- [Try it]
Only a slice of the listing below is wanted. Retype the lines from the one containing "This is **not**" through the one containing "## Tests / CI", exactly, both ends included.

** Opening Task inputs block **

PR #730, opened 2026-08-18
feat: add PHP ext/curl on pinned libcurl

nahime0:
## Summary

First-class PHP `ext/curl` on every supported target. Programs get the full PHP 8.2–8.5 function, class, and constant surface on a checksum-pinned libcurl 8.21.0. There is no system, Homebrew, or distro `-lcurl`.

```bash
elephc native add curl
elephc app.php
# or: elephc app.php --with-curl
```

`extension_loaded('curl')` is true only when the bridge is linked. A curl-free program never declares the classes, never links `elephc_curl`, and never needs the native package.

## What shipped

- **35 functions, 6 classes, 689 constants.** 260 of 271 `CURLOPT_*` options work; the other 11 (blobs and three leftover callbacks) return `false` plus PHP's warning. Never an inert `true`.
- **Easy, multi, and share**, including PHP 8.5 `curl_multi_get_handles`, `curl_share_init_persistent`, and `CurlSharePersistentHandle` (gated by `--php-version`).
- **`CURLFile` / `CURLStringFile` / `curl_file_create`**, with array `CURLOPT_POSTFIELDS` as real `multipart/form-data`.
- **Six callbacks** (`WRITE` / `HEADER` / `READ` / `PROGRESS` / `XFERINFO` / `DEBUG`) through the existing runtime callable invoker. Throws abort the transfer, stay catchable, and never unwind through libcurl.
- **Stream options** `CURLOPT_FILE` / `INFILE` / `WRITEHEADER` / `STDERR` on the AOT path.
- **The same surface inside `eval()`**, except those four stream options (honest `false` + warning).
- **Pinned native stack:** libcurl 8.21.0, OpenSSL 3.5.8 (TLS for libcurl only — `openssl_*` / `hash()` stay on RustCrypto), zlib 1.3.2, nghttp2 1.70.0, libssh2 1.11.1.
- **25 protocols**, including HTTP/2, SCP/SFTP, and the usual mail/messaging set. Not LDAP, not HTTP/3.
- **Runtime CA discovery** (`$CURL_CA_BUNDLE`, then the baked path if it still exists, then seven root-owned distro locations), applied to both `CURLOPT_CAINFO` and `CURLOPT_PROXY_CAINFO`. Explicit user options replace or compose as in a stock libcurl.

User-facing contract and every documented PHP divergence: `docs/php/curl.md`.

## Out of this PR

- Bundled CA material for `FROM scratch` / distroless images.
- HTTP/3 (needs ngtcp2 + nghttp3 on a later curl pin).
- LDAP / LDAPS (catalog cannot yet declare system-library needs).
- `CURLOPT_FILE` / `INFILE` / `WRITEHEADER` / `STDERR` inside `eval()`.

This is **not** the v0.28 Zend `curl.so` consumer PoC. `extern "curl"` stays user FFI.

## Tests / CI

- Dedicated `curl-codegen-tests-*` jobs (4 shards × 3 targets) run the ~194 codegen fixtures after `elephc native install --locked`. They fail if the managed-native skip gate fires.
- `managed-native-smoke` builds the curl stack from source and compiles `examples/curl-get`.
- Catalog / Magician / prelude signature audits run in `curl-feature-contract`.

## Review notes

PHP 8 objects (`CurlHandle`, …) come from an injected prelude over internal `__elephc_curl_*` builtins, same pattern as `HashContext`. The bridge owns libcurl handles by never-reused `i64` ids. A few signatures throw instead of returning `T|false` because the checker cannot narrow those unions — listed in the docs, not silent.


crates/elephc-curl/src/ca.rs
```diff
@@ -0,0 +1,274 @@
...
+/// `configure`'s FIFTH probe, `/usr/local/share/certs/ca-root-nss.crt`, is DELIBERATELY
+/// NOT HERE, and it is the one place this list is knowingly narrower than curl's own.
+/// `/usr/local` is the Homebrew prefix on Intel macOS and is left writable by the admin
+/// user there, so a probe under it is a writable-location fallback — the exact thing the
+/// security posture for this feature rules out — and honoring it would let anything that
+/// can write a Homebrew prefix choose a process's trust anchors. Modern FreeBSD, the
+/// system that path is really for, populates `/etc/ssl/cert.pem` (entry 6) via `certctl`
+/// anyway; a FreeBSD host that only has the `ca_root_nss` file needs an explicit
+/// `CURLOPT_CAINFO` or `$CURL_CA_BUNDLE`.
+pub(crate) const CANDIDATE_CA_FILES: &[&str] = &[
```
nahime0, line 134: **[bug]** CA discovery only probes Unix distro PEM files (`/etc/ssl/certs/ca-certificates.crt`, `/etc/ssl/cert.pem`, …). A cross-built libcurl bakes no `CURL_CA_BUNDLE` at all (`configure` skips detection when `--host=` is set). iOS has none of those files and OpenSSL does not read the Security.framework keychain, so a verified HTTPS transfer on `ios-arm64` / `ios-sim-arm64` fails closed with no trust anchors unless the app sets `CURLOPT_CAINFO` or `$CURL_CA_BUNDLE`. Catalog, generated builtin docs, and `BRIDGES` all advertise those targets as first-class; `docs/php/curl.md` never mentions iOS; CI has no iOS curl compile/link coverage (only macos/linux executable shards). That is an unsupported path that is neither isolated nor documented, against the supported-target policy.

**Suggestion:** Either (a) implement an iOS trust path (Security.framework / app-bundled CA) and add iOS compile+link tests, or (b) isolate iOS curl as unsupported: refuse at compile/link with a diagnostic, keep catalog/docs honest, and document that iOS needs an explicit CA bundle if you still ship the archive. Do not leave generated docs claiming iOS support while default HTTPS cannot work.

nahime0: Resolved on `a5aae7602`.

- The managed curl recipe enables `--with-apple-sectrust` and disables baked CA file/path defaults for both `ios-arm64` and `ios-sim-arm64`.
- The bridge detects the `AppleSecTrust` feature and leaves `CURLOPT_CAINFO` unset, preserving Security.framework verification; explicit CA overrides keep their documented libcurl behavior.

** Closing Task inputs block **

- [Exercise result]
This is **not** the v0.28 Zend `curl.so` consumer PoC. `extern "curl"` stays user FFI.

## Tests / CI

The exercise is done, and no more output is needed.